Stored items:
PR #2101, opened 2018-07-02
Clarifying not all abrupt client go-aways are clean 

### LINKED ISSUE #1179: Server does not fail flow when client abruptly disconnects
The docs [says that the flow running a connection will see a failure if client abrupt disconnect](http://doc.akka.io/docs/akka-http/10.0.7/scala/http/low-level-server-side-api.html#connection-failures) however this sample which accepts a request but never responds does never see it (I'm guessing the stream completes rather than fails, but haven't verified):

```
  implicit val system = ActorSystem()
  implicit val materializer = ActorMaterializer()
  implicit val executionContext = system.dispatcher

  val (host, port) = ("localhost", 8080)
  val serverSource = Http().bind(host, port)
  
  val httpEcho = Flow[HttpRequest]
    .recover[HttpRequest] {
      case ex =>
        // handle the failure somehow
        println("Handling req failure somehow")
        throw ex
    }.mapAsync(1) { request =>
      // never complete future, causing client to timeout and close conn
      // or give us time to kill the client etc.
      Promise().future
    }

  serverSource
    .runForeach { con =>
      con.handleWith(httpEcho)
    }
```

We should fix docs or behaviour.

johanandren:
Fixes #1179

### DIFF
--- a/docs/src/main/paradox/server-side/low-level-api.md
+++ b/docs/src/main/paradox/server-side/low-level-api.md
@@ -218,6 +218,9 @@ Java
 
 The third type of failure that can occur is when the connection has been properly established,
 however afterwards is terminated abruptly – for example by the client aborting the underlying TCP connection.
+(Note that this is when the TCP connection is abruptly terminated in an orderly fasion, if the client just goes away,
+there will be no such failure and it will instead be detected through the @ref[idle timeout](../common/timeouts.md#timeouts))
+
 To handle this failure we can use the same pattern as in the previous snippet, however apply it to the connection's Flow:
 
 Scala


docs/src/main/paradox/server-side/low-level-api.md
```diff
@@ -218,6 +218,9 @@ Java
 
 The third type of failure that can occur is when the connection has been properly established,
 however afterwards is terminated abruptly – for example by the client aborting the underlying TCP connection.
+(Note that this is when the TCP connection is abruptly terminated in an orderly fasion, if the client just goes away,
```
ktoso: Full new sentence in () is a bit weird, just a normal one is fine

ktoso: `abruptly` sounds at odds to me to `orderly fasion` (note also typo, `fashion`), this needs more wording to explain properly I feel

docs/src/main/paradox/server-side/low-level-api.md
```diff
@@ -218,6 +218,9 @@ Java
...
+there will be no such failure and it will instead be detected through the @ref[idle timeout](../common/timeouts.md#timeouts))
```
ktoso: Missing . at end of this sentence;

docs/src/main/paradox/server-side/low-level-api.md
johanandren: The reason I didn't do a regular sentence is that then the following sentence becomes weird.

johanandren: As it refers back to the clean termination sentence.

docs/src/main/paradox/server-side/low-level-api.md
```diff
@@ -226,6 +227,12 @@ Scala
 Java
 :   @@snip [HttpServerExampleDocTest.java]($test$/java/docs/http/javadsl/server/HttpServerExampleDocTest.java) { #connection-stream-failure-handling }
 
+
+Note that this is when the TCP connection is closed correctly, if the client just goes away, for example because of
+a network failure, it will not be seen as this kind of stream failure. It will instead be detected through the
+@ref[idle timeout](../common/timeouts.md#timeouts)).
+
```
ktoso: better!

Exercise: Look for the string "system" in the data above and return every line that has it.

The answer:
  implicit val system = ActorSystem()
  implicit val executionContext = system.dispatcher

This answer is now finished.